## Saved entries
PR #4931, opened 2026-06-30
Clean up lints

djc:


src/lib.rs
```diff
@@ -1,3 +1,4 @@
+#![warn(clippy::use_self)]
```
rami3l: Nit: This lint is unconditional so suggest putting it to `Cargo.toml` and be applied to the whole repo like the rest of the clippy lints :)

*[View changes since the review](https://triagebot.infra.rust-lang.org/gh-changes-since/rust-lang/rustup/4931/a6635323661932252e24ae7cd281d3bcbea05f4a..20aee1510a5a3f0b49df919bd9a766103d64e088)*

rami3l (approved):

src/lib.rs
djc: Yup, moved it already.

PR #4935, opened 2026-07-02
Remove Windows i686 special case from `can_run`

ChrisDenton:
While it is possible to run a 32-bit toolchain on a 64-bit host, it is strongly discouraged. If needed, the user can use `--force-non-host` to install it anyway. Note that Windows is the only target that has this particular special case.

Demoting 32-bit host to tier 2 is [currently being discussed](https://rust-lang.zulipchat.com/#narrow/channel/238009-t-compiler.2Fmeetings/topic/.5Bweekly.5D.202026-07-02/near/607854580) and so I think rustup should be updated before that change.

This does not affect installing and using `i686` as a *target*. Rust fully supports cross-compiling from a 64-bit Windows host to an `i686-windows` target and will likely always do so.

### DIFF
--- a/src/dist/mod.rs
+++ b/src/dist/mod.rs
@@ -579,13 +579,8 @@ impl TargetTuple {
         let ret = if partial_self.os != partial_other.os {
             false
         } else if partial_self.os.as_deref() == Some("pc-windows") {
-            // Windows is a special case here: we can run gnu and msvc on the same system,
-            // x86_64 can run i686, and aarch64 can run i686 through emulation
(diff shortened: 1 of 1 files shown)


djc (approved):

djc:
@rami3l maybe this is worth backporting if it's not too much work?

rami3l (approved):

rami3l:
@djc Yeah it's okay for a 3rd round of backport. I'll utilize the lack of contention and do it as a part of the changelog update if you agree.

PR #4941, opened 2026-07-07
Platforms 4

djc:
Also assorted semver-compatible dependency updates, including a fix for [RUSTSEC-2026-0204](https://rustsec.org/advisories/RUSTSEC-2026-0204.html).


rami3l (approved):

rami3l:
@djc Thanks a lot for taking care of this!

BTW I don't think this should be a blocker for the ongoing beta release since we have multiple version bumps before the stable is out.

djc:
> BTW I don't think this should be a blocker for the ongoing beta release since we have multiple version bumps before the stable is out.

Fine with me.

PR #4946, opened 2026-07-09
fix: lock state and settings file updates

### LINKED ISSUE #4942: Use `File::lock*()` when reading/writing state and settings files
When reading `state.rs`'s internal state file (and potentially `settings.toml`), we don't currently use file locking, which may cause files to become corrupted, as per https://github.com/rust-lang/rustup/pull/4869#discussion_r3501509485.

ychampion:
## Summary

- Add locked read/write helpers for file contents.
- Use them for `state.toml` and `settings.toml` reads and writes.
- Cover locked write truncation with a unit test.

## Why

Fixes #4942. These files can be touched by concurrent rustup processes, so writes now take an exclusive lock before truncating and reads take a shared lock.

## Validation

- `cargo test --features test locked_file_round_trip_truncates_previous_contents` — passed
- `cargo test --features test settings::tests` — passed
- `cargo test --features test --test test_bonanza notify_release_hint` — passed
- `cargo check --all-targets --features test` — passed
- `cargo clippy --all-targets --features test -- -D warnings` — passed
- `cargo fmt --all -- --check` — passed
- `git diff --check` — passed

### DIFF
--- a/src/utils/raw.rs
+++ b/src/utils/raw.rs
@@ -3,7 +3,7 @@ use std::env;
 use std::fs;
 use std::fs::File;
 use std::io;
-use std::io::Write;
+use std::io::{Read, Seek, SeekFrom, Write};
 use std::path::Path;
 use std::str;
 
@@ -60,6 +60,21 @@ pub fn path_exists<P: AsRef<Path>>(path: P) -> bool {
     fs::metadata(path).is_ok()
 }
 
+pub(crate) fn read_locked_file(path: &Path) -> io::Result<String> {
+    let mut file = File::open(path)?;
+    file.lock_shared()?;
+
+    let size = file
+        .metadata()
+        .map(|metadata| usize::try_from(metadata.len()).unwrap_or(usize::MAX))
+        .ok();
+    let mut contents = String::new();
+    contents.try_reserve_exact(size.unwrap_or(0))?;
+    file.read_to_string(&mut contents)?;
+
+    Ok(contents)
+}
+
 pub(crate) fn random_string(length: usize) -> String {
     const CHARSET: &[u8] = b"abcdefghijklmnopqrstuvwxyz0123456789_";
     let mut rng = rand::rng();
@@ -77,6 +92,24 @@ pub fn write_file(path: &Path, contents: &str) -> io::Result<()> {
 
     Write::write_all(&mut file, contents.as_bytes())?;
 
+    file.sync_data()?;
+
+    Ok(())
+}
+
+pub(crate) fn write_locked_file(path: &Path, contents: &str) -> io::Result<()> {
+    let mut file = fs::OpenOptions::new()
+        .read(true)
+        .write(true)
+        .create(true)
+        // Truncation must happen after the exclusive lock is held.
+        .truncate(false)
+        .open(path)?;
+
+    file.lock()?;
+    file.set_len(0)?;
+    file.seek(SeekFrom::Start(0))?;
+    Write::write_all(&mut file, contents.as_bytes())?;
     file.sync_data()?;
 
     Ok(())
@@ -348,5 +381,22 @@ pub(crate) mod windows {
             Ok(maybe_result)
         }
         inner(s.as_ref())
+    }
+}
+
+#[cfg(test)]
+mod tests {
+    use super::*;
+
+    #[test]
+    fn locked_file_round_trip_truncates_previous_contents() -> io::Result<()> {
+        let temp_dir = tempfile::tempdir()?;
+        let path = temp_dir.path().join("state.toml");
+
+        write_locked_file(&path, "last_release_notified_secs = 123456\n")?;
+        write_locked_file(&path, "version = \"12\"\n")?;
+
+        assert_eq!(read_locked_file(&path)?, "version = \"12\"\n");
+        Ok(())
     }
 }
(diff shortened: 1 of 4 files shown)


src/utils/raw.rs
```diff
@@ -60,6 +60,16 @@ pub fn path_exists<P: AsRef<Path>>(path: P) -> bool {
     fs::metadata(path).is_ok()
 }
 
+pub(crate) fn read_locked_file(path: &Path) -> io::Result<String> {
+    let mut file = File::open(path)?;
+    file.lock_shared()?;
+
+    let mut contents = String::new();
```
rami3l, line 71: Nit: Following the source code of https://doc.rust-lang.org/std/fs/fn.read_to_string.html:

```rs
let size = file.metadata().map(|m| usize::try_from(m.len()).unwrap_or(usize::MAX)).ok();
let mut string = String::new();
string.try_reserve_exact(size.unwrap_or(0))?;
```

... it might be better if we can reserve some space here in a similar fashion.

*[View changes since the review](https://triagebot.infra.rust-lang.org/gh-changes-since/rust-lang/rustup/4946/d84e63b55ee411695f210695994e8366aeef0fb8..9dea8b37ddc10e9c6bf1962896149995cf570104)*

ychampion: Done in 6c613d62. I reserve from the file metadata after taking the shared lock, then read into that buffer.

Validation:
- `CARGO_INCREMENTAL=0 CARGO_PROFILE_TEST_DEBUG=0 CARGO_BUILD_JOBS=1 cargo test --features test locked_file_round_trip_truncates_previous_contents`
- `CARGO_INCREMENTAL=0 CARGO_PROFILE_DEV_DEBUG=0 CARGO_BUILD_JOBS=1 cargo check --features test -p rustup --lib`
- `CARGO_INCREMENTAL=0 CARGO_PROFILE_DEV_DEBUG=0 CARGO_BUILD_JOBS=1 cargo clippy --features test -p rustup --lib -- -D warnings`
- `git diff --check`

rami3l (approved):
LGTM, thanks! Please squash the two commits into one and I'll merge it shortly after.

*[View changes since this review](https://triagebot.infra.rust-lang.org/gh-changes-since/rust-lang/rustup/4946/d84e63b55ee411695f210695994e8366aeef0fb8..6c613d62e8b3d99d1ab78d928d2a30efce835021)*

ychampion:
Squashed into one commit now. I reran the locked-file regression plus fmt/diff checks after the rewrite.

rami3l:
@ychampion The CI is failing but it's probably not your fault; it might be due to an upstream update of Rust.

Since we are at it, would you mind fixing the clippy warnings in **a separate commit**? Many thanks in advance 🙏

djc (commented):
Linting issues might be from Rust 1.97 release that just dropped.

Personally I don't like splitting this code between `utils/mod.rs` and `utils/raw.rs`; maybe just keep the "raw" variants just below the `utils` functions?

*[View changes since this review](https://triagebot.infra.rust-lang.org/gh-changes-since/rust-lang/rustup/4946/d84e63b55ee411695f210695994e8366aeef0fb8..8ba412fee972eba80079fa8db7303a385a0e4287)*

rami3l:
> Personally I don't like splitting this code between `utils/mod.rs` and `utils/raw.rs`; maybe just keep the "raw" variants just below the `utils` functions?


@djc I see your point but refactoring PRs can always follow this one... I would prefer not putting too much pressure on first-time contributors in fixing our pre-existing issues WRT code organization, if you agree 🙏

djc:
> @djc I see your point but refactoring PRs can always follow this one... I would prefer not putting too much pressure on first-time contributors in fixing our pre-existing issues WRT code organization, if you agree 🙏

I might agree but I guess I put less value on seemingly drive-by contributions that seem clearly LLM-assisted.

ychampion:
Done in 42a5b3e5 as a separate commit.

Validation:
- `cargo clippy --all-targets --all-features -- -D warnings` on Rust 1.97.0
- `cargo test --features test --test test_bonanza add_target -- --nocapture`

ychampion:
@djc That's fair. I can move the raw helpers back beside the existing `utils` functions if you'd prefer that in this PR; I kept the latest push to the requested Rust 1.97 Clippy-only cleanup.

djc:
> @djc That's fair. I can move the raw helpers back beside the existing `utils` functions if you'd prefer that in this PR; I kept the latest push to the requested Rust 1.97 Clippy-only cleanup.

Okay, let's keep it as is for now. Would be nice if you can clean up single caller `raw` variants in a next PR.

Please rebase, since the Clippy fixes are already on `main`.

ychampion:
Rebased onto current `main`. The separate Clippy cleanup dropped out because it is already present there; the locking change itself is unchanged.

rami3l:
> > That's fair. I can move the raw helpers back beside the existing `utils` functions if you'd prefer that in this PR; I kept the latest push to the requested Rust 1.97 Clippy-only cleanup.
> 
> Okay, let's keep it as is for now. Would be nice if you can clean up single caller `raw` variants in a next PR.

@ychampion Would you mind evaluating the proposed clean-up of the `raw` module and, if feasible, make a follow-up PR? Many thanks in advance 🙏

PR #303, opened 2020-09-14
Remove name mangling in clang plugin to improve compatibility with newer clang versions

illuhad:
Removes name mangling attempts in clang plugin that can cause trouble with certain clang installations.
This is (hopefully) a hotfix for #302.
Since this prevents the old IR pass logic from working, the old IR pass should be removed if this is merged.

Resolves #302

Issue #302, opened 2020-09-14
ICE - from Clang/ItaniumMangle


reguly:
I compiled the latest develop branch with clang-11 (llvmorg-11.0.0-rc2), as well as with 10.0, both with CUDA 10.1, but in both cases, I am getting an ICE out from the ItaniumMangle module as below. I don't even know why Itanium is coming up, I only set llvm targets to X86 and NVPTX... I can compile other C++ and CUDA code okay. Any ideas how to work around this?

> syclcc-clang -O3 --hipsycl-gpu-arch=sm_60 test.cpp
> Can't mangle a deduction guide name!
> UNREACHABLE executed at /home/ireguly/projects/llvm-project/clang/lib/AST/ItaniumMangle.cpp:1509!
> PLEASE submit a bug report to https://bugs.llvm.org/ and include the crash backtrace, preprocessed source, and associated run script.
> Stack dump:
[...]

PR #378, opened 2020-11-20
Mangle type kernel names with clang's mangler

### LINKED ISSUE #375: Kernel name with variadic parameter pack is not accepted

bmanga:
This is an alternative approach to #377 (handling variadic templates in kernel name generation).
If compatibility with previously created kernel names is not a concern, I suspect this would be a much more robust approach.

### DIFF
--- a/include/hipSYCL/compiler/Frontend.hpp
+++ b/include/hipSYCL/compiler/Frontend.hpp
@@ -40,6 +40,7 @@
 #include "clang/Frontend/FrontendPluginRegistry.h"
 #include "clang/AST/AST.h"
 #include "clang/AST/Attr.h"
+#include "clang/AST/Mangle.h"
 #include "clang/AST/ASTConsumer.h"
 #include "clang/AST/RecursiveASTVisitor.h"
 #include "clang/AST/Mangle.h"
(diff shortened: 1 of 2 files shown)


illuhad:
clang is quite picky about the circumstances in which it allows name mangling calls. We had to merge in #303 which removes calls to the name mangler, since previously existing usages of the Itanium mangler caused ICEs such as #302. I'm therefore hesitant to add name mangling back in, unless we are certain that it is safe and works for all clang versions in all distributions...

bmanga:
@illuhad  Oh I see. However, the old code was using `mangleName`. It seems that `mangleTypeName` is more appropriate according to the doc: 
> Generates a unique string for an externally visible type for use with TBAA or type uniquing

BTW I built this with LLVM 11 (ubuntu) with no issue. I can verify also with 9 and 10 if you'd like.

illuhad:
Yes, I also think that, since only types are involved and not arbitrary function declarations as previously, it's less likely to cause issues due to a narrower use case. But even with the previous issue, I had trouble reproducing and mainly noticed because of users complaining ;-) I've never found out why the issue occured for some setups and didn't for others...

I also agree overall that letting clang handle things is a good strategy instead of effectively reinventing name mangling ourselves (after all relying on existing toolchains as much as possible is the philosophy behind hipSYCL).

Maybe it might be a good idea to merge this and see what happens, in which case we could revert to your alternative solution. After all, we are on the `develop` branch where things are allowed to break occasionally.

I'm currently working on a new CI pipeline. I would like to test this first with the new pipeline. Clang 10 support is important as clang 11 introduces some other issues (e.g. linking with device stubs of unnamed kernel lambdas), so if you could test clang 10 it would be great!

bmanga:
@illuhad That sounds good to me! I have pushed a cleaned-up version of the changes, and I will report back when I test with Clang10 :)

illuhad:
Can you add a test case for a variadic kernel name to the device compilation tests and rebase on current `develop`? Then we can push this through CI and have it run with all sort of different clang versions :-)

bmanga:
Done, let's hope for the best :D

bmanga:
@illuhad I think something is wrong with the CI pipeline

illuhad:
@bmanga It seems there are currently issues with the LLVM apt repositories. But don't worry, the github hosted tests are not the important ones :)

Our self-hosted testing infrastructure has just tested your PR with clang 10,11,12, successfully compiled all tests for CPU, CUDA and ROCm and executed the unit tests for CPU and CUDA without error :)

https://github.com/hipSYCL/hipSYCL-ci-bot/actions/runs/385751030
Unfortunately, you won't be able to see the results. We have to keep the repository private because using self-hosted github runners with public repositories has severe security issues.

illuhad (approved):

illuhad:
Thank you very much!

Issue #381, opened 2020-11-23
Linker error on clang 11+ for unnamed kernel lambdas and function object kernels


illuhad:
In clang 11 and newer, the way that clang generates kernel invocation stubs on CUDA and HIP was changed. This now causes code using unnamed kernel lambdas to fail with a linker error. clang 10 works fine.

The following code (which follows the same principles as hipSYCL internals) reproduces the issue:
```
#include <SYCL/sycl.hpp>

template<class kernel_name, class F>
__sycl_kernel void invoker(F f){
    f();
}


int main(){
  std::function<void()> bound_invoker = [](){
    invoker<class _unnamed_kernel>([=](){});
  };
  bound_invoker();
}
```

It seems to be related to the fact that we wrap the kernel launch in a function object - without the function object it works fine. Also named kernels work fine, so it seems that clang's default name mangling that we rely on doesn't do the right thing here.

illuhad:
It seems function objects as kernels are also affected, i.e. all cases where we don't explicitly rename the kernel.

illuhad:
It seems that starting with clang 11, we also need to rerun codegen during the host pass - if this is the entire problem in that case it should be easy to fix since we already do the same for the device pass.

PR #382, opened 2020-11-23
Move to GitHub workflows for testing

illuhad:
* Removes legacy Travis CI/CD and docker images
* Adds GitHub workflow
   * Builds hipSYCL against ROCm, multiple CUDA versions and for Ubuntu 18.04 and Ubuntu 20.04
   * Currently uses only clang 10; I had to disable testing with clang 11 and 12 because they are affected by #381 and hence cannot compile the unit tests at the moment.
   * Builds the unit tests for CPU, ROCm and CUDA
   * Runs unit tests on CPU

## Problem details
Return the span of lines in the data above that opens at the line with "PR #4935, opened 2026-07-02" and closes at the line with "While it is", exactly, ends included, nothing else.

## Answer below
PR #4935, opened 2026-07-02
Remove Windows i686 special case from `can_run`

ChrisDenton:
While it is possible to run a 32-bit toolchain on a 64-bit host, it is strongly discouraged. If needed, the user can use `--force-non-host` to install it anyway. Note that Windows is the only target that has this particular special case.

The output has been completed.